Task details: Please copy out every line of the listing below in which the word "readableName" appears.
*** Supplied entries ***
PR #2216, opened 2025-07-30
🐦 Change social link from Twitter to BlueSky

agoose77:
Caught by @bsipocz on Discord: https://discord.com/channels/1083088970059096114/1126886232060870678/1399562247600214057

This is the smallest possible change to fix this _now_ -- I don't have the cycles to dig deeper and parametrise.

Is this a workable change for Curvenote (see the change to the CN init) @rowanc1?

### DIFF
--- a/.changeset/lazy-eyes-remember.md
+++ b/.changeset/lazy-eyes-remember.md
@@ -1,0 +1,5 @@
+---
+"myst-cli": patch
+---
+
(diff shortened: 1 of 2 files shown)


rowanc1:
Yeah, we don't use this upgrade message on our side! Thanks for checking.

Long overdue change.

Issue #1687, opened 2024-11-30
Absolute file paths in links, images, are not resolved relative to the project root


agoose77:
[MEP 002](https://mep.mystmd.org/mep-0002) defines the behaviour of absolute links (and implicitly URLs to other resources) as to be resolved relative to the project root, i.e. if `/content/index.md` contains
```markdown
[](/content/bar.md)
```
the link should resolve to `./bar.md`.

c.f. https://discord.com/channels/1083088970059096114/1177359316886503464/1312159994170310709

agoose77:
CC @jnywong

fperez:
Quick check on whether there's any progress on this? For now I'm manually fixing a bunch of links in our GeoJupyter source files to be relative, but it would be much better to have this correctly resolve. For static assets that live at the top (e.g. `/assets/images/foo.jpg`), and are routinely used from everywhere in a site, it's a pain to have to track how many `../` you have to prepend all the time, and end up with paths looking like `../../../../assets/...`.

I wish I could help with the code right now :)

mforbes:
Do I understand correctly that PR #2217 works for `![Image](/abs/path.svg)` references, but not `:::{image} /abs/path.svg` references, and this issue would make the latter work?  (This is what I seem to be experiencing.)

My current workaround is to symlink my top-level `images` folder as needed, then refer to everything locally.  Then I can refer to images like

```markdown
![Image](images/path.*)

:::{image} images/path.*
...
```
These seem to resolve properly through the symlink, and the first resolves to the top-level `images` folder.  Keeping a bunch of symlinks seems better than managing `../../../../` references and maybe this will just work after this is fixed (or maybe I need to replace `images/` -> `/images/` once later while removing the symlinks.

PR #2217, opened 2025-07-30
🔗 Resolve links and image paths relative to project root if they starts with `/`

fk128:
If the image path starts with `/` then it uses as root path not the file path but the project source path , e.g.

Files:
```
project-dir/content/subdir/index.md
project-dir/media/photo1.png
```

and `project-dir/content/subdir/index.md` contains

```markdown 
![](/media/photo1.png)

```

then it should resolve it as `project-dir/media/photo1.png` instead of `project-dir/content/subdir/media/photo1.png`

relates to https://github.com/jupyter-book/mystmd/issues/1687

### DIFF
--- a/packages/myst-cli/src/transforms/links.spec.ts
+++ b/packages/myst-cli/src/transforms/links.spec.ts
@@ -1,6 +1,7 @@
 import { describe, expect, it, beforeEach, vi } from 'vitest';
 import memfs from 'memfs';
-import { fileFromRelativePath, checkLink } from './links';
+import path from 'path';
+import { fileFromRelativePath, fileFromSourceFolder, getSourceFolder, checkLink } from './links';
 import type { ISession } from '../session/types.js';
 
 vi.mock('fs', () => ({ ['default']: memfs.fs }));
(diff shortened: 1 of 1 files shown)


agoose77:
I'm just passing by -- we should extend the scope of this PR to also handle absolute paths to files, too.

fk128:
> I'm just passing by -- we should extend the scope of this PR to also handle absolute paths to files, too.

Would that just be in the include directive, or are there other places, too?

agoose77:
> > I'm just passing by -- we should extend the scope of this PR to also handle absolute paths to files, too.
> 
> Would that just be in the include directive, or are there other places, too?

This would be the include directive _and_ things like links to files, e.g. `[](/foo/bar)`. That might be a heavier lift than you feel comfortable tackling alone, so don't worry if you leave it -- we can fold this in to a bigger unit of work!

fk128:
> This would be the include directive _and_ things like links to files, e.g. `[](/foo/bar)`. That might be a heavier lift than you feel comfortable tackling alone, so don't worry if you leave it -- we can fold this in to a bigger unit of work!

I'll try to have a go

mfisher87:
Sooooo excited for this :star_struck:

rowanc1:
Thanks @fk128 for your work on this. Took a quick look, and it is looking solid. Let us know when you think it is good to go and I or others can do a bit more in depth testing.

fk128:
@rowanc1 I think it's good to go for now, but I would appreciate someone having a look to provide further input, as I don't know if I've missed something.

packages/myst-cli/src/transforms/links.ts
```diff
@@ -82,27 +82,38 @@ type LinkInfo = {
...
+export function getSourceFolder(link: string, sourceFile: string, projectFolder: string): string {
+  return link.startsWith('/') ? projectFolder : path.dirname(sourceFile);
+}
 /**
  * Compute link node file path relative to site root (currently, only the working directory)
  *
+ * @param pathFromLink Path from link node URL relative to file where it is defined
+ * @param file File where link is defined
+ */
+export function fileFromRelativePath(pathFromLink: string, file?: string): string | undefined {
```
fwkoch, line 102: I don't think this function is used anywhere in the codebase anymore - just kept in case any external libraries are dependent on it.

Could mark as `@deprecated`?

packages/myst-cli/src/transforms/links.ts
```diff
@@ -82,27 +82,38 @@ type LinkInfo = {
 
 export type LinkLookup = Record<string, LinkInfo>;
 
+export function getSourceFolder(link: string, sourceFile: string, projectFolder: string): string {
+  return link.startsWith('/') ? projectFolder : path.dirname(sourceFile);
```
*** End of Supplied entries ***
*** Supplied entries ***
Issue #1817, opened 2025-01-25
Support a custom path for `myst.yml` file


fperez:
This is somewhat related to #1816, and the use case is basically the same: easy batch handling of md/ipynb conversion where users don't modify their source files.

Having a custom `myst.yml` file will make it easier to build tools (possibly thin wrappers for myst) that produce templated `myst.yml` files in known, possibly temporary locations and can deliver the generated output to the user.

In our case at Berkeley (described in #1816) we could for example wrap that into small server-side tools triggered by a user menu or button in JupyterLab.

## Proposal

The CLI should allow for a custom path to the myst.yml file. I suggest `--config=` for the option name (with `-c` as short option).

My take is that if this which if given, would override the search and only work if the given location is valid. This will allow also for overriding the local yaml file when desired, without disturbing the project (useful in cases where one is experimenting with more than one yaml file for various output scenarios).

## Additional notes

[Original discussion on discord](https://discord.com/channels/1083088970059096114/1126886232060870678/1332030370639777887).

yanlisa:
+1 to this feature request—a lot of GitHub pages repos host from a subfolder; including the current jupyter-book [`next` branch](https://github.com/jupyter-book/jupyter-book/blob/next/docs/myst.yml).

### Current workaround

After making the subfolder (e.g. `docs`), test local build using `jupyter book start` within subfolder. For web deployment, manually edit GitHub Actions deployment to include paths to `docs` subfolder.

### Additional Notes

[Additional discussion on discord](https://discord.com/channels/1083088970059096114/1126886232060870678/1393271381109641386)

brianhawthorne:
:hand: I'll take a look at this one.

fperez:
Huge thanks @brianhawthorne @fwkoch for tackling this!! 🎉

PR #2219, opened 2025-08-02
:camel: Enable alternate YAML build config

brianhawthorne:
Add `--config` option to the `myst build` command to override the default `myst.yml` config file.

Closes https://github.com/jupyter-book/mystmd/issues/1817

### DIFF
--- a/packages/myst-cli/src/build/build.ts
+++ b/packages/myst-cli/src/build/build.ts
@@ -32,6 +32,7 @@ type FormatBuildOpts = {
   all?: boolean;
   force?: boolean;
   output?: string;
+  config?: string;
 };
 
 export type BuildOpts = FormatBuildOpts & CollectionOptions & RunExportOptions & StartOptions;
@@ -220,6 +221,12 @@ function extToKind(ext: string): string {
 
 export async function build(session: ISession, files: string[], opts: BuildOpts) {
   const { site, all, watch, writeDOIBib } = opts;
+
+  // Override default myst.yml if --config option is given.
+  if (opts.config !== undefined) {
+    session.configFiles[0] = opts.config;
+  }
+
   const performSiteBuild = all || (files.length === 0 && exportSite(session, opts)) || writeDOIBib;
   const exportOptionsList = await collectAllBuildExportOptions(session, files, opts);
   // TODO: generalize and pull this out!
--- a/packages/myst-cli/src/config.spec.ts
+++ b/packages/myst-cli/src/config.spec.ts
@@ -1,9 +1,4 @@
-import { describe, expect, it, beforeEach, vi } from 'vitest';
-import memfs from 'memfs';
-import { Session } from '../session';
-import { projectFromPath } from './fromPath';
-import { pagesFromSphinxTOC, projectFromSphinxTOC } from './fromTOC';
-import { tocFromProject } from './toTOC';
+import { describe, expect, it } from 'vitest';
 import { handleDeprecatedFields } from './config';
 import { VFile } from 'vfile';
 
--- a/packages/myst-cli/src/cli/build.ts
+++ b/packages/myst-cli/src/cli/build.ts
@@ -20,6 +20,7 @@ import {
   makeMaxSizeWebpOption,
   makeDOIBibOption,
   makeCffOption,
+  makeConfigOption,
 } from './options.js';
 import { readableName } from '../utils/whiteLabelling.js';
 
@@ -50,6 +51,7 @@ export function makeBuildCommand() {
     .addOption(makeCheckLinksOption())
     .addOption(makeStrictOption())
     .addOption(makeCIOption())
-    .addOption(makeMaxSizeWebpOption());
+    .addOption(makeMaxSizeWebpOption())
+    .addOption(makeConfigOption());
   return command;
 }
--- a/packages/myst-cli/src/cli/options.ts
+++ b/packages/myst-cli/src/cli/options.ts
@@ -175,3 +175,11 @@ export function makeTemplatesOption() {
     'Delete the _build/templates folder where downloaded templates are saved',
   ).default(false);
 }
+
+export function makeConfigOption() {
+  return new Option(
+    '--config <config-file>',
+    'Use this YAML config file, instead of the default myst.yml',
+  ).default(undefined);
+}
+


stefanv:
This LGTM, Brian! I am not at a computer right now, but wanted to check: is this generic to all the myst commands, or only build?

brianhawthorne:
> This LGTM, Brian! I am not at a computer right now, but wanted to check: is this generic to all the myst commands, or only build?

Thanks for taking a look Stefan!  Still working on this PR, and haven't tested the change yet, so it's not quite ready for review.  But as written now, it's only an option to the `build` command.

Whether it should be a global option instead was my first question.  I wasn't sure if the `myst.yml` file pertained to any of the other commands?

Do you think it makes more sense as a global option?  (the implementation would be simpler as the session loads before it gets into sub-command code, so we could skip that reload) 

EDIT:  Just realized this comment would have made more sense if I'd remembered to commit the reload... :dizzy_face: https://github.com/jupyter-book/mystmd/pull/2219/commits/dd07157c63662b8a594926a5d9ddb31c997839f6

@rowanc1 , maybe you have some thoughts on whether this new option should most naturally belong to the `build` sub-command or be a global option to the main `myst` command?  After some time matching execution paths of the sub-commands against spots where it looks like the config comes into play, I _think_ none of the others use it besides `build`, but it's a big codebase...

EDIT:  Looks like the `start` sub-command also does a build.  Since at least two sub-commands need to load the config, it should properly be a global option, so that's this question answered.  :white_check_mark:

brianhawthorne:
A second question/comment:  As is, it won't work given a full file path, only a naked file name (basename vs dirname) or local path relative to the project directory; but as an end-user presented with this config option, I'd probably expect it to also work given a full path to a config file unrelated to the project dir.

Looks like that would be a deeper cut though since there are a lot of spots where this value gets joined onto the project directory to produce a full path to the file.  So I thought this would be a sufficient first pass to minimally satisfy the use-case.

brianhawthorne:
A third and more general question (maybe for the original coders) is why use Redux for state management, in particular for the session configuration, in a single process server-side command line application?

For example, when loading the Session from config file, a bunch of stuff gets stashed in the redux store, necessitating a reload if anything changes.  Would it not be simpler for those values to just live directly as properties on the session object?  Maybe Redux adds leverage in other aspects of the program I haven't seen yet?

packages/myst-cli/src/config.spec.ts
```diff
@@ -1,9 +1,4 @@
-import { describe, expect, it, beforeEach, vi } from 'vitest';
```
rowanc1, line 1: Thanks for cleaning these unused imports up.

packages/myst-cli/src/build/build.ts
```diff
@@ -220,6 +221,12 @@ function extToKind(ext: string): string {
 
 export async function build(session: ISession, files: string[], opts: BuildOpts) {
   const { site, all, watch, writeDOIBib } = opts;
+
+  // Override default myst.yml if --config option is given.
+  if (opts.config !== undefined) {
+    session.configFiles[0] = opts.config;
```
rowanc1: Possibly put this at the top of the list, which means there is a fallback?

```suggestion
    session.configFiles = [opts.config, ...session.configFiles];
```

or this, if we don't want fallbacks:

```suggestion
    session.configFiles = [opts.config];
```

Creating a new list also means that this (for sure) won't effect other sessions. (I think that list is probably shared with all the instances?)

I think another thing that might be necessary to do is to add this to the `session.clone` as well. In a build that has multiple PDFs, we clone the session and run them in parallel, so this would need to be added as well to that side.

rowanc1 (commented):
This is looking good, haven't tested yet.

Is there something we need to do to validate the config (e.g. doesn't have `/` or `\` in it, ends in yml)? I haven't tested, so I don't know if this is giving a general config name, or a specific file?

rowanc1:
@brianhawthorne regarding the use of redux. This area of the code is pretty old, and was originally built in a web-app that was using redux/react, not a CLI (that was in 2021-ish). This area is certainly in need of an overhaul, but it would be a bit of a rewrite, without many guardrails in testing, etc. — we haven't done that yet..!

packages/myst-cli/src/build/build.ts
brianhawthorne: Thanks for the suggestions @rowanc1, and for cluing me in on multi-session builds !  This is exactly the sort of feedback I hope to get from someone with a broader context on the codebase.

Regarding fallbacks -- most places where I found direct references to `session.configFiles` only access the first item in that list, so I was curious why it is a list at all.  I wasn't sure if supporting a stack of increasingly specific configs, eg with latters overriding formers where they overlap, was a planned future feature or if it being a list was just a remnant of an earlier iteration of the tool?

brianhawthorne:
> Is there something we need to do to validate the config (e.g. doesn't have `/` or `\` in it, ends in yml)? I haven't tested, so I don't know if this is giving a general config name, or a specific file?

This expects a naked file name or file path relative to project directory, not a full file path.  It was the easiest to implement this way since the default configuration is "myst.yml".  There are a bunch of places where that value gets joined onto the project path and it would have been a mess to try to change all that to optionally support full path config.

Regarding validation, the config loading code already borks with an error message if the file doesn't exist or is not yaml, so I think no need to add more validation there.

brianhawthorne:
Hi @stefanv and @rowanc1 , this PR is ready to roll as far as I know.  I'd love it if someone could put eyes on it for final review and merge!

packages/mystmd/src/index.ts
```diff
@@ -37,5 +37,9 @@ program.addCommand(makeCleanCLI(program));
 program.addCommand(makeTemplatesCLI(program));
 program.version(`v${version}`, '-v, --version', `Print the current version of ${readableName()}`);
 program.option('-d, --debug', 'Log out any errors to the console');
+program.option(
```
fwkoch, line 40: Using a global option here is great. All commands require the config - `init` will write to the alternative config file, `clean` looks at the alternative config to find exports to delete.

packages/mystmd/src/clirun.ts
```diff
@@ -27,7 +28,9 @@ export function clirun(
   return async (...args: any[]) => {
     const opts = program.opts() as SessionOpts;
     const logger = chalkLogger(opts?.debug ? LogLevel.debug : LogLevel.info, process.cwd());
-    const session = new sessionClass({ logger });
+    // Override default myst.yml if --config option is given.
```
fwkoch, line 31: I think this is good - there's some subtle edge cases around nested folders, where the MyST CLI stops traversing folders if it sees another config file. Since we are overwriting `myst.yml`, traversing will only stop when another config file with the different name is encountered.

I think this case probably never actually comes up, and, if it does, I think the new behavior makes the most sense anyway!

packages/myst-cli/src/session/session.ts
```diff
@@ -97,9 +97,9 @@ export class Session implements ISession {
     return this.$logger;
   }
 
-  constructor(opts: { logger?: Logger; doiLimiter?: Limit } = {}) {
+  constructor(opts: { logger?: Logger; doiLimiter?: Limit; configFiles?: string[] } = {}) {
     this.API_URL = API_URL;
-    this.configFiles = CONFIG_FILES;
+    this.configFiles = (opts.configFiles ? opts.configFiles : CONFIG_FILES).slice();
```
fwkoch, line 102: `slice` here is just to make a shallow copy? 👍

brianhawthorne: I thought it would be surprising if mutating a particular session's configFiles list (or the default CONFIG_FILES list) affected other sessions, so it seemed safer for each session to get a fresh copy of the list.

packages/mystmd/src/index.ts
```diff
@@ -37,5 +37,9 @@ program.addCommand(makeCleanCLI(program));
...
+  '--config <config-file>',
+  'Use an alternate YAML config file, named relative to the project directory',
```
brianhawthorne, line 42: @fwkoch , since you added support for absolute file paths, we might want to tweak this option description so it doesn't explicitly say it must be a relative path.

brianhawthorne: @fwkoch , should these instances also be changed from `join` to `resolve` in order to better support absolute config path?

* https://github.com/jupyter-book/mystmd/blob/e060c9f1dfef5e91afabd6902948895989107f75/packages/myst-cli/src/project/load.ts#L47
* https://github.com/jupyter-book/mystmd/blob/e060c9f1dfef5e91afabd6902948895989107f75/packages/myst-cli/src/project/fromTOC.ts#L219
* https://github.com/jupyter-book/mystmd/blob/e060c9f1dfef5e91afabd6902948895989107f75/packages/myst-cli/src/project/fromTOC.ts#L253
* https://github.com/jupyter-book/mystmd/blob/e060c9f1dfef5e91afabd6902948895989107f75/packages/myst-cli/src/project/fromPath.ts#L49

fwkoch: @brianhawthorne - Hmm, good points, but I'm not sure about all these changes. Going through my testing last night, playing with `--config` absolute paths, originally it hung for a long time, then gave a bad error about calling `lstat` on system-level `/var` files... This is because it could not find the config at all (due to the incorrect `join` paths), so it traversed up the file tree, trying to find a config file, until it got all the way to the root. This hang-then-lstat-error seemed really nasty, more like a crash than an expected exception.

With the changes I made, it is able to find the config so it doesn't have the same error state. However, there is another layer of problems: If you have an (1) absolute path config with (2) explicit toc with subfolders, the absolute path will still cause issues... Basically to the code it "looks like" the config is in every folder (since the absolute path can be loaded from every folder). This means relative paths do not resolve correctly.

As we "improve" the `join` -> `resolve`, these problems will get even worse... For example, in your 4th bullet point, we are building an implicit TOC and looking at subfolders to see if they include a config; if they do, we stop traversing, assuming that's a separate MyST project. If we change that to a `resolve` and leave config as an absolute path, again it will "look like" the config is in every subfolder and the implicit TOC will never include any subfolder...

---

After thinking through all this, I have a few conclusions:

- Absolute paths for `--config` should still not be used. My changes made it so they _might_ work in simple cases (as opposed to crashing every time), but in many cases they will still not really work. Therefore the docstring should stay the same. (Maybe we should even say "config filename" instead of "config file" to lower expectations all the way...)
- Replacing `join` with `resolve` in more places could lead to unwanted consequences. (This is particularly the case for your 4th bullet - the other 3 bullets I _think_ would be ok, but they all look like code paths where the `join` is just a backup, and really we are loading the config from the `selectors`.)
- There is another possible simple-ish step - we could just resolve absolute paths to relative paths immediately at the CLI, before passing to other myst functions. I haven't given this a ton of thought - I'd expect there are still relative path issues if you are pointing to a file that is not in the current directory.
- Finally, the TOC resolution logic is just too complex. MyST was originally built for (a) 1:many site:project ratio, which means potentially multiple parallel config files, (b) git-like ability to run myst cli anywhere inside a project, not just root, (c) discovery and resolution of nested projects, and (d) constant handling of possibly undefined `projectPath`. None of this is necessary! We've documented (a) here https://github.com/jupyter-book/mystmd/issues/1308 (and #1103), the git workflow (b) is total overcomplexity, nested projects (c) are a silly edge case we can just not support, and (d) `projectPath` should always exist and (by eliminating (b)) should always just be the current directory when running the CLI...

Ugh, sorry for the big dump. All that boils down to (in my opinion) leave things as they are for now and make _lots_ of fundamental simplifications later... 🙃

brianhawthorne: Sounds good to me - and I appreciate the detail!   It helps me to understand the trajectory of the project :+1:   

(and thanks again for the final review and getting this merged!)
*** End of Supplied entries ***
Your response:
 import { readableName } from '../utils/whiteLabelling.js';
 program.version(`v${version}`, '-v, --version', `Print the current version of ${readableName()}`);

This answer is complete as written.